### Description of the task:
Collect all lines containing the word "name" from the data.

### Data for this task:
=====
PR #740, opened 2023-11-24
Added postman collection changes

karen-hedges:

https://tools.hmcts.net/jira/browse/DMP-1296

### Change description ###

Added postman collection changes

```
[ ] Yes
[x ] No
```

### DIFF
--- a/ModernisedDarts.postman_collection.json
+++ b/ModernisedDarts.postman_collection.json
@@ -1,8 +1,9 @@
 {
 	"info": {
-		"_postman_id": "5f17c956-c279-4474-a254-fe91f08073a5",
+		"_postman_id": "1d8ae6aa-4024-415a-a164-ce73657d03f3",
 		"name": "ModernisedDarts",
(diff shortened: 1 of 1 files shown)


ModernisedDarts.postman_collection.json
```diff
@@ -1940,6 +2006,64 @@
 					]
 				}
 			]
+		},
+		{
+			"name": "NodeRegistration",
```
richardbull, line 2011: Should this folder be `Devices` in keep with the current tag in the OAS?

richardbull (approved):

ModernisedDarts.postman_collection.json
karen-hedges: I used the name of the yaml file but can change it if you prefer?

richardbull: I guess so, but up to you :) - annoying history with the good old `node_register`.
But the path is also currently `/register-devices` so no mention of node

PR #743, opened 2023-11-24
DMP-1581: allow manual and auto transcription duplicates

tonymort:
Allow transcription request duplicates if one is automatic and the other manual

```
[ ] Yes
[ ] No
```


src/main/java/uk/gov/hmcts/darts/transcriptions/service/impl/DuplicateRequestDetector.java
```diff
@@ -0,0 +1,50 @@
...
+        if (requestDetails.getStartDateTime() != null && requestDetails.getEndDateTime() != null) {
+
+            List<TranscriptionEntity> matchingTranscriptions = transcriptionRepository.findByHearingIdTypeStartAndEnd(
+                requestDetails.getHearingId(),
+                getTranscriptionTypeById(requestDetails.getTranscriptionTypeId()),
+                requestDetails.getStartDateTime(),
+                requestDetails.getEndDateTime()
+            );
+            if (!matchingTranscriptions.isEmpty() && matchesSourceOfTranscriptionRequest(isManual, matchingTranscriptions)) {
+                Integer duplicateTranscriptionId = matchingTranscriptions.get(0).getId();
```
cmagowan-hmcts, line 33: is this necessarily correct?
the matchingTranscriptions could contain a manual and a automatic, and the matchesSourceOfTranscriptionRequest just tells you if one of them matches the manual/automatic, but not which one, but you are assuming its the first one returned, which i dont think is necessarily the case?

tonymort: Not sure about this.  We only need 1 match on 'isManual' to declare that a duplicate exists.  We don't care which 1 do we? Just that a match exists.

cmagowan-hmcts (approved):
=====
### Exercise response:
 		"name": "ModernisedDarts",
+			"name": "NodeRegistration",
karen-hedges: I used the name of the yaml file but can change it if you prefer?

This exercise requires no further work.